# [OT] DC++ i linux

## pax82

Witam!

Od dluzszego czasu szukalem jakiegos zastepcy dla valknut. Z roznych przycyzn zupelnie on mi nie pasowal (Nieprzyjemne GUI, wiele polaczen nie wykonuje, rozlacza sie), przynajmnije ja mialem problemy z jego uzywaniem. Od niedawna mozna uzywac wczesnych wersji DC++ pisanego specjalnie dla linuxa, ktorego przetestowalem i polecam wszystkich korzystajacym z DC. 

Ten post to takie info ze pokazal sie nowy prog i domyslam sie ze wiele osob ucieszy ta informacja.

link: http://linuxdcpp.berlios.de/articles.php?um=index

----------

## rzabcio

Faktycznie - ucieszylem się ogromnie!  :Very Happy: 

Jestem w sieci akademickiej i DC++ to glowny "protokol" dzielenia plików z transferem przeważnie 3-5 MiBów.

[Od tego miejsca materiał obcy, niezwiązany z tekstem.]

PR #2489, opened 2020-07-31
 ChainDB: write sync to VolDB, async chain selection 

### LINKED ISSUE #2487: Chain DB: addBlock queue ineffective
@karknu has discovered that the BlockFetch client is able to quickly add the first block of the Shelley era to the ChainDB, but the second one takes 11s!

```
MsgRequestRange ChainRange from At (SlotNo {unSlotNo = 4492800}) to At (SlotNo {unSlotNo = 4492800})
MsgStartBatch ChainRange from At (SlotNo {unSlotNo = 4492800}) to At (SlotNo {unSlotNo = 4492800})
MsgBlock recved
MsgBlock verified after 0.000023s
MsgBlock written to disk after 0.085022s (0.085045s)
CompletedBlockFetch responseTime 0.172265s size 1013 ChainRange from At (SlotNo {unSlotNo = 4492800}) to At (SlotNo {unSlotNo = 4492800})

MsgRequestRange ChainRange from At (SlotNo {unSlotNo = 4492840}) to At (SlotNo {unSlotNo = 4492840})
MsgStartBatch ChainRange from At (SlotNo {unSlotNo = 4492840}) to At (SlotNo {unSlotNo = 4492840})
MsgBlock recved
MsgBlock verified after 0.000019s
MsgBlock written to disk after 11.361727s (11.361746s)
CompletedBlockFetch responseTime 11.522864s size 1013 ChainRange from At (SlotNo {unSlotNo = 4492840}) to At (SlotNo {unSlotNo = 4492840})
```

One might think that the first block was quick to validate, but the second slow. This would be counter-intuitive because the first block triggers the transition, requiring an expensive translation of the ledger state. Validating the second block should be quick.

Note that when the BlockFetch client adds a block to the ChainDB, it should only block until the block has been written to disk, not until chain selection has been performed for that block.

With some extra tracing, we see:
```
addFetchedBlock At (SlotNo {unSlotNo = 4492800}) 0.096076772s
chainSelection: 16.176468239s
addFetchedBlock At (SlotNo {unSlotNo = 4492840}) 15.617731605s
```
This means that actually the chain selection for the first block is taking long, not the second. Adding the second block is blocked by the first block still being processed.

What's actually going on is the following:

* The BlockFetch client adds the blocks it downloaded to a queue in the ChainDB with a maximum size of 10. This maximum size is there to provide back pressure, otherwise the number of blocks in memory could grow without bound.
* A background thread in the ChainDB processes the blocks in this queue one by one in a loop. In each iteration of the loop, it writes the block to disk (unless we intentionally ignore it), delivers [the promise](https://github.com/input-output-hk/ouroboros-network/blob/04a02d9130f79b876ab0907e5a63b358123fd5a1/ouroboros-consensus/src/Ouroboros/Consensus/Storage/ChainDB/API.hs#L365) the BlockFetch client is waiting on, then performs chain selection for the block, and finally delivers another [promise](https://github.com/input-output-hk/ouroboros-network/blob/04a02d9130f79b876ab0907e5a63b358123fd5a1/ouroboros-consensus/src/Ouroboros/Consensus/Storage/ChainDB/API.hs#L378) indicating the block has been processed.
* While the background thread is still doing chain selection for the first block, the second block has been added to the queue and the BlockFetch client is waiting for it to be written to disk, which won't happen until after the first block has been fully processed.

This means that the effective overlap or pipelining is limited to 1 block, not the configured 10.

To fix this, there could be a separate queue for each step, i.e., one for writing blocks to disk and one for doing chain selection for blocks.

However, the more queues, the more time lost on synchronising things and overhead. The shorter the actual steps (writing to disk, chain selection) take, the more overhead there will be. So adding the extra queue is not guaranteed to speed things up in *all cases*. Likely for this case, but for bulk chain sync of mostly empty Byron blocks, it *might* slow things down.

My plan: in practice we *always* wait for the block to be written to disk, we never want to just add the block to the queue without any extra waiting. We can synchronously add the block to the VolatileDB and *only then* add the block to the queue with blocks awaiting chain selection. This would also allow reordering out of order blocks in that queue using, e.g., an `OrdPSQ`.

mrBliss:
Fixes #2487.

### DIFF
--- a/ouroboros-consensus/src/Ouroboros/Consensus/Storage/ChainDB/Impl/ChainSel.hs
+++ b/ouroboros-consensus/src/Ouroboros/Consensus/Storage/ChainDB/Impl/ChainSel.hs
@@ -15,7 +15,6 @@
 module Ouroboros.Consensus.Storage.ChainDB.Impl.ChainSel
   ( initialChainSelection
   , addBlockAsync
-  , addBlockSync
   , chainSelectionForBlock
     -- * Exported for testing purposes
   , olderThanK
@@ -213,22 +212,6 @@ initialChainSelection immDB volDB lgrDB tracer cfg varInvalid varFutureBlocks
 -- the next startup, a correct in-memory state will be reconstructed from the
 -- file system state.
 addBlockAsync
-  :: forall m blk. (IOLike m, HasHeader blk)
-  => ChainDbEnv m blk
-  -> blk
-  -> m (AddBlockPromise m blk)
-addBlockAsync CDB { cdbTracer, cdbBlocksToAdd } =
-    addBlockToAdd (contramap TraceAddBlockEvent cdbTracer) cdbBlocksToAdd
-
--- | Add a block to the ChainDB, /synchronously/.
---
--- This is the only operation that actually changes the ChainDB. It will store
--- the block on disk and trigger chain selection, possibly switching to a
--- fork.
---
--- When the slot of the block is > the current slot, a chain selection will be
--- scheduled in the slot of the block.
-addBlockSync
   :: forall m blk.
      ( IOLike m
      , GetPrevHash blk
@@ -236,12 +219,11 @@ addBlockSync
      , InspectLedger blk
      , HasHardForkHistory blk
      , VolDbSerialiseConstraints blk
-     , HasCallStack
      )
   => ChainDbEnv m blk
-  -> BlockToAdd m blk
-  -> m ()
-addBlockSync cdb@CDB {..} BlockToAdd { blockToAdd = b, .. } = do
+  -> blk
+  -> m (AddBlockPromise m blk)
+addBlockAsync cdb@CDB {..} b = do
     (isMember, invalid, curChain) <- atomically $ (,,)
       <$> VolDB.getIsMember               cdbVolDB
       <*> (forgetFingerprint <$> readTVar cdbInvalid)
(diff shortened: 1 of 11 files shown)


mrBliss:
This doesn't even compile, but I'm dumping this here before my leave, so it won't be forgotten.

ouroboros-consensus/src/Ouroboros/Consensus/Storage/ChainDB/Impl/Types.hs
```diff
@@ -408,59 +408,51 @@ data InvalidBlockInfo blk = InvalidBlockInfo
...
--- to implement 'AddBlockPromise'.
-data BlockToAdd m blk = BlockToAdd
-  { blockToAdd            :: !blk
-  , varBlockWrittenToDisk :: !(StrictTMVar m Bool)
-    -- ^ Used for the 'blockWrittenToDisk' field of 'AddBlockPromise'.
-  , varBlockProcessed     :: !(StrictTMVar m (Point blk))
+-- | FIFO queue used to perform chain selection on blocks asynchronously.
+-- Blocks are read from this queue by a background thread, which performs
+-- chain selection for each block synchronously.
+newtype ChainSelectionQueue m blk = ChainSelectionQueue (TBQueue m (BlockToProcess m blk))
```
mrBliss, line 417: To automatically reorder blocks that arrived out of order, we could, for example, turn this into a `(T)(M)Var` containing an `OrdPSQ` ordered on the `SlotNo`.

mrBliss: Actually, something simple like a `Map` (ordered by the `RealPoint`s) or just a list + `insertBy` is already enough.

ouroboros-consensus/src/Ouroboros/Consensus/Storage/ChainDB/Impl/ChainSel.hs
```diff
@@ -444,6 +419,15 @@ chainSelectionForBlock cdb@CDB{..} blockCache hdr = do
...
 
     if
+      -- If the block is already in the current chain, ignore it. As we add
+      -- blocks to the VolatileDB before adding them to the chain selection
+      -- queue, it can often happen that when we did chain selection for a
+      -- block, we already extended its candidate chain with its successors
+      -- (that are in the queue) as they are already part of the VolatileDB.
+      | AF.withinFragmentBounds (blockPoint hdr) curChain -> do
+        trace $ IgnoreBlockAlreadyInChain p
+        return tipPoint
```
mrBliss, line 429: Without this case, this PR would significantly slow down sync speeds (certainly for Byron), as this happens very often, resulting in the expensive `TrySwitchToAFork` case.

mrBliss:
@karknu It would be great if you do some benchmarks with and without this PR, to see whether this actually improves sync speed.

I'm not expecting miracles, but for Shelley we'll now have a queue of 10 blocks instead of just one, so that should help smooth over the very slow initial Shelley block. This might also help with the slow end-of-epoch blocks.

We must also make sure this doesn't accidentally slow down bulk syncing in the Byron era. I fear that we will sometimes hit the `TrySwitchToAFork` case when the queue is full, causing a slow down.

As mentioned in one of my inline comments, this PR can help with blocks arriving out-of-order, but I haven't tested this at all.

karknu:
@mrBliss I will take a look at it tomorrow.

mrBliss:
@kderme observed that this PR again adds blocks concurrently to the VolatileDB, whereas we previously did it from a single thread. We have to think about the consequences of this.

mrBliss:
Obsoleted by #2721.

A próby polączenia z dc z GUI w qt (dc_qt) jakoś spelzly na niczym... :/

Może ten programik uratuje moj dysk spod panowania Drugiego Systemu.  :Wink: 

----------

## sir KAT

A ja używam z powodzeniem dctc + dc_qt, dla mnie podstawową zaletą jest działanie w trybie demona tzn. mogę zapoczątkować ściąganie i wylogować się a ściąganie będzie trwało nadal. Dla mnie jest to ważne bo z mojego systemu korzysta kilku użytkowników.

----------

## pax82

 *sir KAT wrote:*   

> A ja używam z powodzeniem dctc + dc_qt, dla mnie podstawową zaletą jest działanie w trybie demona tzn. mogę zapoczątkować ściąganie i wylogować się a ściąganie będzie trwało nadal. Dla mnie jest to ważne bo z mojego systemu korzysta kilku użytkowników.

 

Hmm, to powiedz jeszcze czy nie masz problemow z laczeniem sie... Glownym powodem dlaczego klienty DC pod linuxa mi nie pasowaly to problemy z polaczeniem sie do wielu userow, nawet sciagniecia listy. Na linuxowym DC++ wszystko dziala dobrze. Jesli chodzi o program w deamonie to tez wolalbym cos takiego, mogbym zostawiac na serwerze sciagnie, dla mnie to rozwiazanie bardzo na reke, wiec wyprobuje dzis.

----------

## sir KAT

 *Quote:*   

> Hmm, to powiedz jeszcze czy nie masz problemow z laczeniem sie... Glownym powodem dlaczego klienty DC pod linuxa mi nie pasowaly to problemy z polaczeniem sie do wielu userow, nawet sciagniecia listy.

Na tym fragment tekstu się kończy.